Give the listing again, word for word.

○ ○ ○ ○ ○ ○ ○

PR #16, opened 2017-02-01
Additional check methods from QCPipeline put into ExecutionContext

dankwart-de:


RoddyCore/test/de/dkfz/roddy/core/ExecutionContextTest.groovy
```diff
@@ -0,0 +1,62 @@
...
+import de.dkfz.roddy.execution.io.fs.FileSystemAccessProvider
+import org.junit.BeforeClass;
+import org.junit.Test;
+
+import static org.junit.Assert.*;
+
+/**
+ * Created by heinold on 01.02.17.
+ */
+public class ExecutionContextTest {
```
vinjana: Do I see this right, that these methods are only part of the ExecutionContext, because they need it for error reporting? If so, would it not be more appropriate to just put it at the right place directly, and fix their interface, as soon as we have the error reporting refactored?

dankwart-de: No, I put them there, because the checkWorkflowExecutability method is also here. These methods are directly connected to the mentioned method.

PR #20, opened 2017-03-02
Bugfix: LocalExecutionService occasionally could not handle process I…

vinjana:
bugfix: LocalExecutionService

Additionally added slf4j updates to work with new SSHJ version.


vinjana:
These changes will be directly transferred into the new BatchEuphoria library.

○ ○ ○ ○ ○ ○ ○

# Answer for this exercise
PR #16, opened 2017-02-01
Additional check methods from QCPipeline put into ExecutionContext

dankwart-de:


RoddyCore/test/de/dkfz/roddy/core/ExecutionContextTest.groovy
```diff
@@ -0,0 +1,62 @@
...
+import de.dkfz.roddy.execution.io.fs.FileSystemAccessProvider
+import org.junit.BeforeClass;
+import org.junit.Test;
+
+import static org.junit.Assert.*;
+
+/**
+ * Created by heinold on 01.02.17.
+ */
+public class ExecutionContextTest {
```
vinjana: Do I see this right, that these methods are only part of the ExecutionContext, because they need it for error reporting? If so, would it not be more appropriate to just put it at the right place directly, and fix their interface, as soon as we have the error reporting refactored?

dankwart-de: No, I put them there, because the checkWorkflowExecutability method is also here. These methods are directly connected to the mentioned method.

PR #20, opened 2017-03-02
Bugfix: LocalExecutionService occasionally could not handle process I…

vinjana:
bugfix: LocalExecutionService

Additionally added slf4j updates to work with new SSHJ version.


vinjana:
These changes will be directly transferred into the new BatchEuphoria library.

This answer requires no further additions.